New reaction conditions have been developed that promote the condensation of arylacetaldehydes with a variety of amines to yield 1,3,5-pyridinium salts 3. The reaction is promoted by phosphate and can be carried out under conditions suitable for intrinsically unstable substrates such as arylaldehydes: the reaction is derived from the Chichibabin pyridine synthesis. These results could underpin the involvement of phosphate-containing molecules (e.g., inorganic phosphate, DNA, ATP) as catalysts for the production of many alkaloids in vivo.

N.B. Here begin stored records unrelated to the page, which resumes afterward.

Issue #1725, opened 2024-08-12
[QA] Emissive light too strong or missing in some wearables


anicalbano:
### **Explorer Alpha build versions:**
v0.20.0

### **Issue Description:** (As reported on slack)

Emissive light in some wearables is too strong and making the colors blown out.
In some other cases, the glow of wearables is missing or is lower than it should be.

Conclussion: the emissive light overworks in some wearables and is missing on others

My address to check with my wearables:
`0xd545B9E0A5F3638a5026d1914CC9b47ed16B5ae9`

#### **Evidence:**
https://drive.google.com/file/d/19q2snjXHVT5LZsOIJmHBD90fRqSOgSIe/view?usp=drive_link
https://drive.google.com/file/d/1LMBJgXZ5WaYAGKO0oHqR2K6AzUPcGYQ_/view?usp=drive_link
https://drive.google.com/file/d/1rHHjRWAAJEOFCuFHOjJZvJND0yaBzvuu/view?usp=sharing

https://github.com/user-attachments/assets/22dff065-15ef-4ec0-a9ba-eeffa463bd90

https://github.com/user-attachments/assets/4e97d2a6-1a17-400c-a9e6-7c5f88b34597

GBirch33:
![image](https://github.com/user-attachments/assets/cff21a7e-160f-470e-80c4-c30b2474a146)
So the one of the left is Lit and the right is Toon.

This proves my theory that the values provided through Toon shader will produce the expect result. So I assume that old renderer has a different evaluate of emissive materials, which isn't PBR compliant whereas ours is, so changing the shader isn't a wise decision.

Further investigation is required, especially since Scene shader is in a similar/same situation.

Issue #1778, opened 2024-08-14
[QA] Rishi's Palace (22,-75) Scene Overly Bright, Details Not Visible


Ludmilafantaniella:
### **Explorer Alpha build versions:**

- **v0.20.0**

### **Issue Description:**
In the scene Rishi's Palace (22,-75), the assets appear overly bright, resulting in a washed-out look that obscures the details of the scene. The brightness levels are so high that it is difficult to perceive the edges and finer details of the platforms and other elements.

### **STR:** 

1. Launch the explorer
2. Use the command /goto 22,-75.
3. Observe the visual quality of the scene, particularly the brightness and visibility of details.
4. Compare with Prod

### **Expected behavior:**

https://github.com/user-attachments/assets/db14c9de-f82a-4177-9f57-e70e919677b4
![PROD-RishiGirl-scene](https://github.com/user-attachments/assets/11fbe6fa-b3e8-45ea-83b9-cb458c1e3de2)

### **Current behavior:**
![RishiGirl 22,-75-](https://github.com/user-attachments/assets/cbeb7220-139f-4ceb-ac87-fa76eab3ad06)
![RishiGirl 22,-75](https://github.com/user-attachments/assets/1dbb03ff-3fc7-4e60-bed7-e7efc92959ef)
![RishiGirl](https://github.com/user-attachments/assets/c49b1a9c-a5c6-49bf-a34e-6588279e7332)

olavra:
This is the same issue we are having with the emission / bloom PP on wearables.

Issue #1084, opened 2024-05-13
goerli: emissive brightness of laser is too strong


anicalbano:
### **Explorer Alpha build version:**
**0.3.402-g7a23dc7e-main**

### **Issue Description:**

Go to (74,-4) and observe the emissive birghtness of the laser raycast. 
It should be lower.

#### **Evidence:**
![image](https://github.com/decentraland/unity-explorer/assets/139157886/0f054d9f-0e93-46e3-ab56-ac6e05d9c1fb)

PR #1895, opened 2024-08-27
fix the emission and bloom standard

GBirch33:
fix:
#1725
#1084
#1778


anicalbano (commented):
The emissive light is lower now, but I still see differences between what's currently on prod.
Besides that, it seems like the color in the environment is greish compared with main now:

**Current version**
capture_240829_104303


**Production**
capture_240829_103709

**Branch**
capture_240829_103634

Mentioning @olavra, in case you want to take a look and add your comments

anicalbano (approved):
🟢 Approved as per the following discussion:

https://decentralandteam.slack.com/archives/C069RU2KF2P/p1724937854448789

fcolarich (approved):

PR #5545, opened 2025-09-23
fix: dont request empty pointers

### LINKED ISSUE #5306: Dont request empty/roads pointers
We already know which scenes are empty or roads at realm startup through the `WorldManifest.json`.

So, there is no need to request those pointers on our ring system.

This can considerably reduce the amount of request we do for fetching scenes

Maurizio-dcl:
# Pull Request Description
Fix #5306 

## What does this PR change?
`LandscapeParcelData` contains information on parcels configured with data from the manifest (if found) or the ParcelData asset (fallback), shared among the `LoadPointersByIncreasingRadiusSystem` and `LandscapePlugin` (similarly to RealmData). This data is configured through a `LandscapeParcelController.`
`LoadPointersByIncreasingRadiusSystem` now uses `LandscapeParcelData` to determine if a parcel is empty and in that case it marks as already processed and does nothing (empty scene creation workflow has been removed since was useless).
Roads still have to be requested because we need them to create "road scenes", so no real change has been made there.

Also instances of `NativeParallelHashSet` have been replaced with `NativeHashSet` since in the terrain generation flow only read operations were performed.

### Performance
Web Request Monitor it is not working yet, but logging information about parcel pointers from both dev and this branch we can see the difference in requests to fetch the same number of scene definitions (test from spawn until fetch has finished):

Dev:
Parcels-dev

This branch:
Parcels-branch

- "Total parcels from helper" is the incremental number of all the parcels in the splits calculated by the `ParcelMathJobifiedHelper`
- "Total parcels requested" is the incremental number of requested parcel in the promise when consumed (these are all not-empty parcels in this branch)
- "Total fetched definitions" is the incremental number of fetched scenes definitions (actual scenes got from the promise)
- "Total web requests" is the incremental number of web requests made

So for roughly the same spawn position we've gone from 27857 parcels over 465 web requests in dev branch to a total of 13635 parcels over 228 web requests for this branch, to fetch around the same number of scene definitions (~9k).

Should be considered that the spawn point is random so a small difference in number of parcels calculated in the split by `ParcelMathJobifiedHelper` and fetched scenes definition is to be expected.
Ratio between occupied/road parcels and empty ones has to be considered as well when exploring Genesis City, I noticed the optimization has a diminishing return the longer I run the application and explore the city.

## Test Instructions
Only regression should be performed, no real change should be noticed in the application.
Focus should be on verifying that scenes are correctly fetched as before and that teleporting to various parcels works as before.

## Quality Checklist

## Code Review Reference

### DIFF
--- a/Explorer/Assets/DCL/Chat/Assets/TitleBar/ChatDefaultTitlebarView.prefab
+++ b/Explorer/Assets/DCL/Chat/Assets/TitleBar/ChatDefaultTitlebarView.prefab
@@ -1244,7 +1244,7 @@ RectTransform:
   m_LocalEulerAnglesHint: {x: 0, y: 0, z: 0}
   m_AnchorMin: {x: 0, y: 1}
   m_AnchorMax: {x: 0, y: 1}
-  m_AnchoredPosition: {x: 785.62, y: -247}
+  m_AnchoredPosition: {x: 2466.6199, y: -720}
   m_SizeDelta: {x: 40.760002, y: 0}
   m_Pivot: {x: 0.5, y: 0.5}
 --- !u!222 &3643511579053442096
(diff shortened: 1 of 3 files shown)


Explorer/Assets/DCL/Infrastructure/Global/Dynamic/RealmController.cs
```diff
@@ -4,6 +4,7 @@
 using DCL.CommunicationData.URLHelpers;
 using DCL.Diagnostics;
 using DCL.Ipfs;
+using DCL.Landscape.Utils;
```
dalkia, line 7: Can this be removed?

dalkia, line 7: This can be removed?

Explorer/Assets/DCL/PluginSystem/Global/Global Plugins Settings.asset
```diff
@@ -828,6 +828,7 @@ MonoBehaviour:
       data:
         <PartitionSettings>k__BackingField: {fileID: 11400000, guid: 8d266ff458e71f2439f9c30bd7e68d4a, type: 2}
         <RealmPartitionSettings>k__BackingField: {fileID: 11400000, guid: 7899019423f09d049a8463a0751037a5, type: 2}
+        <ParcelLoadingFilteringSettings>k__BackingField: {fileID: 11400000, guid: 7cec157bf2b31044dad3ac2a7da787b9, type: 2}
```
dalkia, line 831: This can be removed?

Explorer/Assets/DCL/PluginSystem/Global/StaticSettings.cs
```diff
@@ -5,6 +5,7 @@
 using System.Collections.Generic;
 using DCL.Roads.Settings;
 using DCL.AvatarRendering;
+using DCL.Landscape.Settings;
```
dalkia, line 8: This can be removed?

dalkia (approved):
Nice savings!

The evaluation of a selection of 1,3,5-trisubstituted pyridinium salts as bacteriocides prompted the discovery of novel S. aureus inhibitors in the low μg/mL range. These preliminary results may pave the way towards the discovery of new antibiotics based on the yet unexploited 1,3,5-trisubstituted pyridinium scaffold.